Posted By Leah Baker

Here are some tips to use when writing your next RFP for surveys or other research services. We like to divide our proposals into the following sections: Introduction and Goal; Questionnaire Design; Research Methodology and Sampling Strategy; Computer Programming and Data Entry; Final Report with Statistical Tables and Graphs; Schedule; Costs; and Company Background.


Company Background--At least one executive should have a college degree that included statistics courses. This can be a bachelor’s degree, but a master’s degree or Ph.D. with courses in research methodology is preferable.


Ownership--Be sure that your assn owns the results.


Costs--Ask for a fixed cost for the research services and it is usual to pay half to start and half at the end. The cost should include design of research methodology and any sampling strategy, q're design, computer programming, data entry, and final report with tables and narrative analysis. With mail surveys there will be additional costs for printing, postage, and mail-related services. With Internet surveys there may be additional costs for sending and hosting.


Schedule--After you cut-off the surveys, it should take no longer than 3 to 4 weeks for the company to produce the final report. In my opinion, if it takes longer than a few weeks they are wasting your time and money.

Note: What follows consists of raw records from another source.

PR #45, opened 2022-07-24
Remove by word should consider other doc ids

### LINKED ISSUE #40: Deleting one document also causes other documents to disappear from searches

mateonunez:
This PR would fix #40.

Thanks a lot to @lucaong for supporting me in this bug.

The `removeByWord` now considers if the **docID** exists in _docIDs_ Set, then set the `node.end` as `false`. 
The `exact` param will stay in the function for future implementations.

### DIFF
--- a/packages/lyra/src/prefix-tree/trie.ts
+++ b/packages/lyra/src/prefix-tree/trie.ts
@@ -112,12 +112,12 @@ export class Trie {
     if (!word) return false;
 
     function removeWord(node: TrieNode, _word: string, docID: string): boolean {
-      const [nodeWord /**_docs*/] = node.getWord();
+      const [nodeWord, docIDs] = node.getWord();
 
       if (node.end || (exact && node.end && nodeWord === word)) {
         node.removeDoc(docID);
 
-        if (node.children?.size) {
+        if (node.children?.size && docIDs.has(docID)) {
           node.end = false;
         }
 
--- a/packages/lyra/tests/lyra.test.ts
+++ b/packages/lyra/tests/lyra.test.ts
@@ -235,8 +235,9 @@ describe("lyra", () => {
     const id = search.hits[0].id;
     await db.delete(id);
 
-    const search2 = await db.search({ term: "abc" });
+    const search2 = await db.search({ term: "abc", exact: true });
 
+    expect(search2.hits.every(({ id: docID }) => docID !== id)).toBeTruthy();
     expect(search2.count).toBe(1);
   });
 


thomscoder:
LGTM 💯 Bug #40 seems to be fixed.

micheleriva:
Thank you @lucaong, @thomscoder, and @mateonunez for working on this one

packages/lyra/src/prefix-tree/trie.ts
```diff
@@ -112,12 +112,12 @@ export class Trie {
...
 
     function removeWord(node: TrieNode, _word: string, docID: string): boolean {
-      const [nodeWord /**_docs*/] = node.getWord();
+      const [nodeWord, docIDs] = node.getWord();
 
       if (node.end || (exact && node.end && nodeWord === word)) {
         node.removeDoc(docID);
 
-        if (node.children?.size) {
+        if (node.children?.size && docIDs.has(docID)) {
```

Final Report--The final report should include a methodology statement, tables, narrative report with analysis, graphs such as pie charts/bar graphs, and an Executive Summary. What if you want more crosstabs in the future? My company offers to produce any crosstabs in the future at no extra cost. The summary statistics at the bottom of each crosstab table should include chi square and mean and possibly more since these help guide the data analyst. Results for salary surveys can be reported by quartiles or every tenth percentile. The summary statistics (at the bottom of each crosstab table) for salary surveys should include mean, median, and mode as well as the lowest and highest salary.

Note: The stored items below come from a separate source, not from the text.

PR #46, opened 2022-07-24
perf: prevent potential overhead on falsy value

thomscoder:
This should prevent unnecessary linear time computations 
(the potential perf improvement is proportional to the docIDs size)


micheleriva:
Thank you @thomscoder 🙏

For more info call 703-772-5263

Posted By Leah Baker

Please be an educated consumer and know that there are two kinds of research: scientific and un-scientific. You cannot make generalizations from studies if they were not done scientifically! Statisticians have known this a long time - remember the headline “Dewey Beats Truman” in the 1948 presidential election!

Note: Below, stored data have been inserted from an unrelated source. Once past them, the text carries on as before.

PR #57, opened 2022-07-29
fixed example into README file for case sensitive search

AlessandroMinoccheri:
Hi all, 
I tried for the first time this library and following the README example, I saw that searching with `if` word returns nothing.
Searching with `If`returns expected results because the search is case-sensitive.

### DIFF
--- a/README.md
+++ b/README.md
@@ -61,7 +61,7 @@ After the data has been inserted, you can finally start to query the database.
 
 ```js
 const searchResult = search(db, {
-  term: 'if',
+  term: 'If',
   properties: '*'
 });
 ```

Scientific research follows the rules of statistics and randomness and includes a detailed methodology statement explaining how these rules were followed. It is especially important when selecting a random sample or a stratified random sample of people to be surveyed. If these rules are followed, then you can use the survey results of a sample to accurately predict the behavior of all your association members or other organizations, i.e. you can generalize. The person conducting the scientific research will be able to tell you the level of confidence – for example, “you can predict within plus-or-minus 2.5 percentage points at the 95% level of confidence.” They can explain how many people you need to survey to achieve different levels of confidence and they can also explain non-response bias.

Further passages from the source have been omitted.